- **Problem details**: Below are the records; give the number of their lines that contain the word "alphanumeric" and nothing more.

- **Collected data**:
----------

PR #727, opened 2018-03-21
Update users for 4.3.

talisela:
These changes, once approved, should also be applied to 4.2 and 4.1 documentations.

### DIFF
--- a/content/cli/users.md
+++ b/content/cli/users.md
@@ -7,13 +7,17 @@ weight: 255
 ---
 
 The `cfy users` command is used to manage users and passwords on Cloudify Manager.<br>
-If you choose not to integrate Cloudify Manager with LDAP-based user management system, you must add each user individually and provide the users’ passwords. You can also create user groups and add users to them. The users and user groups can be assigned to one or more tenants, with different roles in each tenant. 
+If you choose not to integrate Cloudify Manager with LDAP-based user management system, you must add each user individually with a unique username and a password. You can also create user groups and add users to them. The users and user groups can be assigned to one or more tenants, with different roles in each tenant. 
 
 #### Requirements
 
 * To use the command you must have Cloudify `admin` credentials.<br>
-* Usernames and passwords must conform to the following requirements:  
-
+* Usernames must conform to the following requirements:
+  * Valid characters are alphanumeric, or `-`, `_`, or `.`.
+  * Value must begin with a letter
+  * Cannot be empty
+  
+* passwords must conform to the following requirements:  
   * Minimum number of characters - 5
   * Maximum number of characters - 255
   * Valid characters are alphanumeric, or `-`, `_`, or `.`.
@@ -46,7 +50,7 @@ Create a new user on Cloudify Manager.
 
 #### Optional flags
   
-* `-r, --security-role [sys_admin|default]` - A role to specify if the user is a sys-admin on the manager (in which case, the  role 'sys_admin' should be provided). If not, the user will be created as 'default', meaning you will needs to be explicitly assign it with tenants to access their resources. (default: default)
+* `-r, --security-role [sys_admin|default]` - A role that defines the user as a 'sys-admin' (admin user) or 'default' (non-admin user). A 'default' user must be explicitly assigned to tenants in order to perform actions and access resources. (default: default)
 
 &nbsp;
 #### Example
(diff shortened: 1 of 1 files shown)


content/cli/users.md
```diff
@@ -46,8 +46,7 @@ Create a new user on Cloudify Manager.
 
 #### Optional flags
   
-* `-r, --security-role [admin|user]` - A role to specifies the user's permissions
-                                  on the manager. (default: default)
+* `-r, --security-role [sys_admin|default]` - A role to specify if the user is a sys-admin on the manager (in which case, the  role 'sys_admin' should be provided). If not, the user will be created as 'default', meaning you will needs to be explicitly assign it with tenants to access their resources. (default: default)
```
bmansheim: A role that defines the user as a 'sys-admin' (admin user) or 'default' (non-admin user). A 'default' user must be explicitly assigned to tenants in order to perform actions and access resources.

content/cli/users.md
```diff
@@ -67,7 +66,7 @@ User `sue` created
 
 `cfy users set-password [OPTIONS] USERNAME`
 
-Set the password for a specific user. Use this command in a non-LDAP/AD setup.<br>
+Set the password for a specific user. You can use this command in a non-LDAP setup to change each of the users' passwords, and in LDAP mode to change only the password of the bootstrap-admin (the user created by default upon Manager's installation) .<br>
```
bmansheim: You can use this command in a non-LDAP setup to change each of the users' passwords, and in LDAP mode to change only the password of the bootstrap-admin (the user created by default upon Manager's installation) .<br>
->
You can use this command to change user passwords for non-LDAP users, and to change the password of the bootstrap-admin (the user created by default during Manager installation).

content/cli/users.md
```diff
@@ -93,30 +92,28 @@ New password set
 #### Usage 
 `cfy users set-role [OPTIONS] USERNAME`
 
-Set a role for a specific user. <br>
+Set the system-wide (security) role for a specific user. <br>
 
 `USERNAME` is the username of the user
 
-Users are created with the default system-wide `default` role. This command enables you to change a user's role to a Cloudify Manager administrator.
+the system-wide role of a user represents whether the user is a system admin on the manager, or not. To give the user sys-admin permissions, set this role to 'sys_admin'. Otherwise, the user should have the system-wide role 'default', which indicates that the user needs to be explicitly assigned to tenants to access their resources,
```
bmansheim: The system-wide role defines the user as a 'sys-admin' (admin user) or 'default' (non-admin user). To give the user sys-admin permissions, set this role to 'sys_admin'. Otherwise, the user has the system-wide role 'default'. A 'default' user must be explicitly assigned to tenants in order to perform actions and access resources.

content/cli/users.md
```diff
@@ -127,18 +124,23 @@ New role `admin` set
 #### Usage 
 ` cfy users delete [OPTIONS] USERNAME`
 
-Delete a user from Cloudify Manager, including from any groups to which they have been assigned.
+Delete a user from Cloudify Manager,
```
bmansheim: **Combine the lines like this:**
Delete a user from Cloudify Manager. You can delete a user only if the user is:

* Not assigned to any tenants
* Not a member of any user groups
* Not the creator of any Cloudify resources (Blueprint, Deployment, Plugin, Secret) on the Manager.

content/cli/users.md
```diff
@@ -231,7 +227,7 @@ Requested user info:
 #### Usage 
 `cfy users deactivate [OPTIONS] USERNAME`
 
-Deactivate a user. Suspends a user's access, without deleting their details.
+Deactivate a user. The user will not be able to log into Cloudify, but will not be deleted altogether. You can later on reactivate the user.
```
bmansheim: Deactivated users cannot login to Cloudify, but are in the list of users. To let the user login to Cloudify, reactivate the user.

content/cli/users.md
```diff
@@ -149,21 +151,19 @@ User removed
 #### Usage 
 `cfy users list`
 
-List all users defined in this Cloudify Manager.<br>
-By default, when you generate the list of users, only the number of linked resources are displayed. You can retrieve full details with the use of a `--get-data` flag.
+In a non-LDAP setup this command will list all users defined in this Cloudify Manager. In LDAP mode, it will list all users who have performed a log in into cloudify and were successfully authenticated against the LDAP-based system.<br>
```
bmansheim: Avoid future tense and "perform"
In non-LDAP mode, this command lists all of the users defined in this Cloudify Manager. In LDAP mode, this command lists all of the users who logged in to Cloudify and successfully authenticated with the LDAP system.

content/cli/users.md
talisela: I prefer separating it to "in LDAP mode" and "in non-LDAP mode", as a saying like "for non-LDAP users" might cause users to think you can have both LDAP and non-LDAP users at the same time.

----------

- **Worked solution**: 2